Stored dataset items:

PR #7174, opened 2024-11-13
Ensure leak test are running

Rawa:


Pururun (approved):
:lgtm:

> Reviewed 1 of 3 files at r1, 7 of 7 files at r2, 1 of 1 files at r3, all commit messages.
> *[Reviewable](https://reviewable.io/reviews/mullvad/mullvadvpn-app/7174#-:-OBdru4S6qM3cMcYCvnh:bnfp4nl)* status: <span>:shipit:</span> complete! all files reviewed, all discussions resolved

Pururun (dismissed):
:lgtm:

> *[Reviewable](https://reviewable.io/reviews/mullvad/mullvadvpn-app/7174#-:-OByIlBiAiHamfo4aZst:bnfp4nl)* status: <span>:shipit:</span> complete! all files reviewed, all discussions resolved

Rawa (commented):
> *[Reviewable](https://reviewable.io/reviews/mullvad/mullvadvpn-app/7174)* status: 8 of 9 files reviewed, 4 unresolved discussions (waiting on @albin-mullvad, @niklasberglund, and @Pururun)

___
*[`android/scripts/run-instrumented-tests.sh` line 136 at r4](https://reviewable.io/reviews/mullvad/mullvadvpn-app/7174#-OBycdk83cNR717p--Ah:-OBygOWH-BfM4Sdswtyz:bwq4zbo) ([raw file](https://github.com/mullvad/mullvadvpn-app/blob/4f33d84b71f058e83a8b4e0bd474af5c6a1968a3/android/scripts/run-instrumented-tests.sh#L136)):*

Should this issue be considered addressed by this PR? https://linear.app/mullvad/issue/DROID-1413/inconsistent-naming-convention-in-properties-files

I haven't researched and verified it but lowercase:ing the names seems like a good convention to me
</blockquote></details>

I talked about this internally with @albin-mullvad when you were away, we also have another issue:
https://linear.app/mullvad/issue/DROID-1430/rework-localproperties-and-e2eproperties
Both this and the other one should be addressed in an other PR. The current implementation aligns with what we have right now. 
___
*[`android/test/common/src/main/kotlin/net/mullvad/mullvadvpn/test/common/extension/UiAutomatorExtensions.kt` line 20 at r4](https://reviewable.io/reviews/mullvad/mullvadvpn-app/7174#-OByTPi411vLEg8ypL4k:-OBygfyF3Z2I-gZay4us:bot8saq) ([raw file](https://github.com/mullvad/mullvadvpn-app/blob/4f33d84b71f058e83a8b4e0bd474af5c6a1968a3/android/test/common/src/main/kotlin/net/mullvad/mullvadvpn/test/common/extension/UiAutomatorExtensions.kt#L20)):*

Is this function needed or could `findObjectWithTimeout` be used? It does the same thing but with a `null` check as well
</blockquote></details>

The `findObjectWithTimeout` requires an object to exist otherwise it will error out. This one will check if a item exist without requiring it to exist. In the case where it is used we check if there are Vpn profiles with a timeout. The list could be empty because of 2 reasons:
1. View has not been fully loaded
2. There is no VPN profiles at all
___
*[`android/test/common/src/main/kotlin/net/mullvad/mullvadvpn/test/common/rule/ForgetAllVpnAppsInSettingsTestRule.kt` line 30 at r4](https://reviewable.io/reviews/mullvad/mullvadvpn-app/7174#-OByay07BOnOblwQi1ZW:-OByhDBwBJnjl2f0Wj9s:b8db42d) ([raw file](https://github.com/mullvad/mullvadvpn-app/blob/4f33d84b71f058e83a8b4e0bd474af5c6a1968a3/android/test/common/src/main/kotlin/net/mullvad/mullvadvpn/test/common/rule/ForgetAllVpnAppsInSettingsTestRule.kt#L30)):*

I think we should have a `findObjectsWithTimeout` function which do this. We have `findObjectWithTimeout` singular but not plural.
</blockquote></details>

I did that initially but adding a `findObjectsWithTimeout` is not straight forward, because of the cases mentioned above. E.g `findObjectsWithTimeout` can not fail a test because finding 0 items or 5 items are both legitimate cases. Thus until we know better what we want I'd prefer us holding of until we know the use cases more.
___
*[`android/test/common/src/main/kotlin/net/mullvad/mullvadvpn/test/common/rule/ForgetAllVpnAppsInSettingsTestRule.kt` line 48 at r4](https://reviewable.io/reviews/mullvad/mullvadvpn-app/7174#-OByc23TCpcShm7aP29T:-OByj4tZ1CitbvgjHl8Z:b52mw7m) ([raw file](https://github.com/mullvad/mullvadvpn-app/blob/4f33d84b71f058e83a8b4e0bd474af5c6a1968a3/android/test/common/src/main/kotlin/net/mullvad/mullvadvpn/test/common/rule/ForgetAllVpnAppsInSettingsTestRule.kt#L48)):*

I wonder if `org.junit.jupiter.api.fail` should be used here or if `error` produces same result. I've been using `fail` for failing with messages elsewhere.
</blockquote></details>

:+1: Yeah, fail would be more accurate I believe, fixed.

Rawa (commented):
> *[Reviewable](https://reviewable.io/reviews/mullvad/mullvadvpn-app/7174)* status: 8 of 9 files reviewed, 4 unresolved discussions (waiting on @albin-mullvad, @niklasberglund, and @Pururun)

___
*[`android/test/common/src/main/kotlin/net/mullvad/mullvadvpn/test/common/extension/UiAutomatorExtensions.kt` line 20 at r4](https://reviewable.io/reviews/mullvad/mullvadvpn-app/7174#-OByTPi411vLEg8ypL4k:-OBykb32-V8GqNlIQApN:b-t2gd43) ([raw file](https://github.com/mullvad/mullvadvpn-app/blob/4f33d84b71f058e83a8b4e0bd474af5c6a1968a3/android/test/common/src/main/kotlin/net/mullvad/mullvadvpn/test/common/extension/UiAutomatorExtensions.kt#L20)):*

The `findObjectWithTimeout` requires an object to exist otherwise it will error out. This one will check if a item exist without requiring it to exist. In the case where it is used we check if there are Vpn profiles with a timeout. The list could be empty because of 2 reasons:
1. View has not been fully loaded
2. There is no VPN profiles at all
</blockquote></details>

Same goes for looking at the "Forget VPN" and "Delete VPN", we shouldn't error out because "Forget VPN" doesn't exist because we might be on a device that has the "Delete VPN" button instead.

niklasberglund (approved):
:lgtm:

> *[Reviewable](https://reviewable.io/reviews/mullvad/mullvadvpn-app/7174#-:-OBylJlW4ncMUEDH-wkJ:bnfp4nl)* status: 8 of 9 files reviewed, all discussions resolved (waiting on @Pururun)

■ **PROBLEM TO SOLVE**
Copy each line above where the string "approved" occurs.

■ **TASK ANSWER**
Pururun (approved):
niklasberglund (approved):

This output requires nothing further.